What to make for a healthy filling dinner for 1?!
chicken breast,marinated in tandoori spice and lemon,grilled,with rice and a salad...beautiful!
Panko-breaded chicken breast with roasted broccoli
Pound a chicken breast to an even thickness
Dust with flour that has been seasoned with salt and pepper
Dip in an egg wash
Coat in a combination of half panko bread crumbs and half parmesan cheese and 2 teaspoons dried Italian seasoning. Add red pepper flakes for heat if desired.
Place on an oiled baking sheet
Heat oven to 375
Trim a small head of broccoli into florets and cut each floret in half. Scatter on an oiled baking sheet and season with salt and pepper
Put the chicken in the oven and set a timer for 9 minutes
After 9 minutes, flip the chicken over. Put the chicken back in the oven along with the tray of broccoli.
After another 9 minutes, remove the chicken and the broccoli from the oven.
If desired, sprinkle the broccoli with a moderate quality balsamic vinegar.
Slice the chicken on the diagonal and plate with the broccoli.
Whole Wheat Penne pasta with Italian sausage, Parmesan, crushed red pepper and broccoli.
Put pasta into water, should take about 11 minutes to get a good texture.
take a skillet out and cook the cut up italian sausage
( this recipe usually uses the grease that comes from the sausage but you can always omit that part)
when the pasta is halfway done put the broccoli in
when pasta and broccoli is done drain and put into bowl
add sausage ( and grease if you like)
add crushed red pepper to liking
add Parmesan to liking ( I like it better with mozzarella cheese more)
Prepare some whole wheat or whole grain pasta. Sprinkle some italian seasoning on ground turkey . Brown the turkey in a saute or sauce pan. Heating one tablespoon of olive oil first, makes the browning easier. Add your own homemade marinara sauce or your favorite jarred sauce to the ground turkey. Add the cooked pasta to your turkey meat sauce. Serve with a salad of mixed greens and tomatoes or roasted peppers, wine vinegar and olive oil and whole wheat italian bread. For dessert, add a little water to some raisins, preferable champagne or white raisins and/or some dried cranberries and heat in microwave of about 30 seconds. Mix into low fat, not no fat, ricotta cheese. Refrigerate until serving time.
a meal I make often
If you search for energy rich foods or nutrient rich foods, you should come up with a lot of meal options.
To save money, I eat a lot of grains and legumes (quinoa, oats, lentils, chickpeas)
I like to have an Indian dish called Dahl. You cook lentils with some cooking stock (Meat or veggie) for about a 1/2 hour to an hour. First start with a soup pot, cut up some onion and garlic and cook on medium heat with a little oil before they brown. Get some Indian spices like a Curry powder from your grocery store and toss a little on the Garlic and onion. cook for a few moments.

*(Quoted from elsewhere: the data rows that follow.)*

PR #1760, opened 2025-02-22
Move import into function definition

jcaip:
To fix builds broken on pytest import


jcaip:
This will be fixed in https://github.com/pytorch/ao/pull/1761 instead

PR #1784, opened 2025-02-26
Move torchao/_models to benchmarks/_models

jainapurva:
Move torchao/_models to benchmarks/_models. The benchmarks folder will be main folder for all models and benchmarkings in AO


torchao/prototype/quantization/mixed_precision/scripts/BO_acc_throughput.py
```diff
@@ -18,15 +18,17 @@
...
-    _load_model,
+from torchao._models.generate import (
     decode_one_token,
-    device_sync,
-    encode_tokens,
     prefill,
 )
-from torchao._models.llama.model import Transformer, prepare_inputs_for_model
-from torchao._models.llama.tokenizer import get_tokenizer
+from torchao._models.llm.model import Transformer, prepare_inputs_for_model
```
jerryzh168, line 25: nit: why `llm` instead of `llama`

test/quantization/test_gptq_mt.py
```diff
@@ -5,8 +5,8 @@
 import torch.nn.functional as F
 from torch.testing._internal.common_utils import run_tests
 
-from torchao._models.llama.model import Transformer, prepare_inputs_for_model
-from torchao._models.llama.tokenizer import get_tokenizer
+from torchao._models.llm.model import Transformer, prepare_inputs_for_model
```
jerryzh168, line 8: why these can't be moved to under benchmark as well?

torchao/prototype/quantization/mixed_precision/scripts/BO_acc_throughput.py
jainapurva: The config has mistral and other models also, hence thought llm would be a better name than llama.

https://github.com/pytorch/ao/blob/677aca7968a45355363652e51398265fdaf87d49/torchao/_models/llm/model.py#L74-L158

jerryzh168: maybe the config can live somewhere else, `llm` might be a bit too general I feel

jainapurva: Ok, makes sense

drisspg (approved):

Take your stock and begin warming it up with the garlic, onions and curry powder. Then put your lentils in and cook them for as long as it takes until they are soft. You can mix in veggies, like squash, greens, or whatever else you have around. It will be sort of soupy, so serve it over rice. It's hella good!
Marinate chicken a cutlet in FF italian dressing. Grill chicken or bake it with slices of lemon under it. Serve with your favorite veggies. I like to buy the frozen steam veggies...I cook for myself and a meal like this is the perfect size! You can also do the same with salmon.
I would suggest a tuna recipe (fresh not canned). Tuna has omega 3 fatty acids which are healthy for you. All just really depends on what you're willing to do, and how much time you're willing to spend on it.
Baked Beans and Hot Dogs with some bacon and onions sound good to me. or Fish and Chips.
Grilled chicken or steak on a salad or in a healthy stir fry.